If $f(x)$ is monotonically decreasing function and $f^{''}(x)>0$. Assuming $f^{-1}(x)$ exists prove that, $$\dfrac{f^{-1}(x_1)+f^{-1}(x_2)}{2}>f^{-1}\bigg(\dfrac{x_1+x_2}{2}\bigg)$$
My attempts:
As $f(x)$ decreases hence when $x\uparrow\implies y\downarrow$. Also $f^{-1}(x)$ is a reflection of $f(x)$ in $y=x\implies$ to find $f^{-1}$ we interchange $x\rightarrow y$. So , for $f^{-1}$ as $x\downarrow\implies y\uparrow$. So both should have same type of curvature. I've considered $f^{-1}(x)$ as follows:
From above graph, $E$ is midpoint of $C$ and $D$, $EF\perp x-\text{axis}$ hence $x_E=x_F$, from using curvature of $f^{-1}(x)$ we can see that the ordinate of $F$ is less than that of $E$ $$\implies\dfrac{f^{-1}(x_1)+f^{-1}(x_2)}{2}>f^{-1}\bigg(\dfrac{x_1+x_2}{2}\bigg)$$
Please point out all flaw statements I assumed above and want to see other elegant methods to solve the same problem. Thanks!
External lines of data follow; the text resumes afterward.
PR #941, opened 2020-02-23
Add new api to request multiple stream statuses

### LINKED ISSUE #940: Add a new controller to adapt to reactive AppStatus changes
This is a related part for spring-cloud/spring-cloud-deployer#336 to implement reactive api's.

Also relates to spring-cloud/spring-cloud-skipper#939 for perf enhancements. 

~Part for performance is also to cache some deployer requests not to cause too much load for things which are not expected to change too frequently to suit multiple users.~

jvalkeal:
- ReleaseController now has a new method /statuses
  which returns a map of statuses wrapped in a mono
  and subscription is then handled by framework itself.
- ReleaseManager has a new method to request status reactively
  with a Release.
- SkipperClient has a new statuses method for dataflow to request
  info for multiple releases at a same time.
- DefaultReleaseManager now tries to use reactive methods for statuses
  and doesn't a bit of caching so that we don't ddos our own server.
- ReleaseStatUpdateService now also uses reactive methods so that update
  is faster by not doing things sequentially. There's also a little fix
  to do update immediately when server starts(via initial polling flag).
- Fixes #940

### DIFF
--- a/spring-cloud-skipper-server-core/src/main/java/org/springframework/cloud/skipper/server/deployer/DefaultReleaseManager.java
+++ b/spring-cloud-skipper-server-core/src/main/java/org/springframework/cloud/skipper/server/deployer/DefaultReleaseManager.java
@@ -32,7 +32,6 @@ import org.slf4j.Logger;
 import org.slf4j.LoggerFactory;
 import reactor.core.publisher.Flux;
 import reactor.core.publisher.Mono;
-import reactor.util.function.Tuple2;
 
 import org.springframework.cloud.deployer.spi.app.AppDeployer;
 import org.springframework.cloud.deployer.spi.app.AppInstanceStatus;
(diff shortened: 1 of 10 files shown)


spring-cloud-skipper-server-core/src/main/java/org/springframework/cloud/skipper/server/deployer/DefaultReleaseManager.java
```diff
@@ -238,6 +257,70 @@ private void updateCountProperty(Map<String, Object> model, String appsCount) {
...
+			List<String> deploymentIds = appDeployerData.getDeploymentIds();
+			logger.info("Getting status for {} using deploymentIds {}", release,
+					StringUtils.collectionToCommaDelimitedString(deploymentIds));
+
+			if (!deploymentIds.isEmpty()) {
+				Map<String, String> appNameDeploymentIdMap = appDeployerData.getDeploymentDataAsMap();
+				return Flux.fromIterable(appNameDeploymentIdMap.entrySet())
+					.flatMap(nameDeploymentId -> {
+						String deploymentId = nameDeploymentId.getValue();
+						return appDeployer.statusReactive(deploymentId);
```
ilayaperumalg: This call still is made to retrieve ApplicationDetail while we can limit this to fetch only the summary if that is all that we need.  We can split the statusReactive(Release release) into two parts 1)with ApplicationDetail 2) without ApplicationDetail.

jvalkeal:
Merged with d4a4c444d9453a50893719e8d51dc675b15ec5c6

$f$ is strictly convex, so, for $x_1\ne x_2$, $$f\left( \frac{f^{-1}(x_1)+f^{-1}(x_2)}{2}\right)< \frac{f\circ f^{-1}(x_1)+f\circ f^{-1}(x_2)}{2}=\frac{x_1+x_2}{2}$$ Now, $f^{-1}$ is monotone deceasing so $$f^{-1}\circ f\left( \frac{f^{-1}(x_1)+f^{-1}(x_2)}{2}\right)> f^{-1}\left(\frac{x_1+x_2}{2}\right)$$ That is $$\frac{f^{-1}(x_1)+f^{-1}(x_2)}{2}> f^{-1}\left(\frac{x_1+x_2}{2}\right).$$ So, we have: $f$ convex and decreasing implies $f^{-1}$ convex and decreasing. Generally, $f$ convex does not imply $f^{-1}$ convex, take for example $f:[0,1]\to\mathbb{R},f(x)=x^2$.